NH14C-02 An Integrated Modeling Framework for Flood Risk in Coastal Urban Landscapes

Abstract

Major Coastal Urban centers face the risks of storm surge, inland estuarine flooding and urban pluvial flooding. Under climate change they face the added threat of sea-level rise, increases in storm surge, and increased precipitation.

These compound threats of climate change are cast within a world of great uncertainty about the changes in the magnitude and frequency of the separate threats as well as the spatial and temporal correlation. An enhanced risk assessment process is needed to address the risk of the compound events and assessing the cost-benefits of interventions

This research proposes a multi-hazard scalable time sensitive high resolution flood modeling approach to capture the “triple flood threat” (pluvial, fluvial and storm surge flooding) combined implications. The presentation will focus on the modeling and risk assessment of urban landscapes using of 2D hydrodynamic flood model tool as shown in Figure. The urban flooding is modeled using ICM, with detailed geo-specificity of the urban systems driven by scenarios of precipitation and coastal and riverine boundary conditions from the other models in the framework. The other models in the framework are : The Coupled TC Intensity Prediction System (CHIPS), producing wind and precipitation fields over the area of the project. Storm surges are simulated using the ADvanced CIRCulation model (ADCIRC), to compute flow and transport in rivers, estuarine, coastal, and oceanic systems. The inland catchment is modeled using LISFLOOD-FP and will be driven outputs from CHIPS and ADCIRC to produce water surface elevations in the riverine and estuarine reaches of the rivers as boundary conditions for the ICM model.

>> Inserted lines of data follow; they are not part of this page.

PR #1944, opened 2020-04-13
Editorial: Clarify notes on async functions in CreateDynamicFunction

### LINKED ISSUE #1701: Note in CreateDynamicFunction unclear
At https://www.ecma-international.org/ecma-262/10.0/index.html#sec-createdynamicfunction is the note

> A prototype property is created for every non-async function created using CreateDynamicFunction to provide for the possibility that the function will be used as a constructor.

Unclear if "non-async functions" is intended to include async generator functions.

shvaikalesh:
Resolves #1701.

### DIFF
--- a/spec.html
+++ b/spec.html
@@ -26316,14 +26316,14 @@
               1. Let _prototype_ be OrdinaryObjectCreate(%AsyncGenerator.prototype%).
               1. Perform DefinePropertyOrThrow(_F_, *"prototype"*, PropertyDescriptor { [[Value]]: _prototype_, [[Writable]]: *true*, [[Enumerable]]: *false*, [[Configurable]]: *false* }).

Integrated Flood Risk Analysis: Urban flooding risk will be estimated using a probabilistic analysis based on monte carlo simulation of tropical storms with the resulting monte carlo ensembles of wind and precipitation fields being cascaded into a final derived distribution of flood depth on the urban landscape.

This work will be presented within a case study of the metropolitan Boston urban region which faces threats from Boston Harbor, the Charles & Mystic Rivers and a highly impervious urban landscape. Interaction with policy makers and stakeholder on the presentation and usefulness of the modeling framework will be reported.
 

Plain-language Summary

This work reports on a framework for assessing compound flood risk to coastal urban landscapes from sea level rise, storm surge, estuarine flooding and rainfall over the urban landscape. A linked modeling system will be presented that provides for a cascading of probabilities so that appropriate level of joint probabilities can be estimated for risk assessments.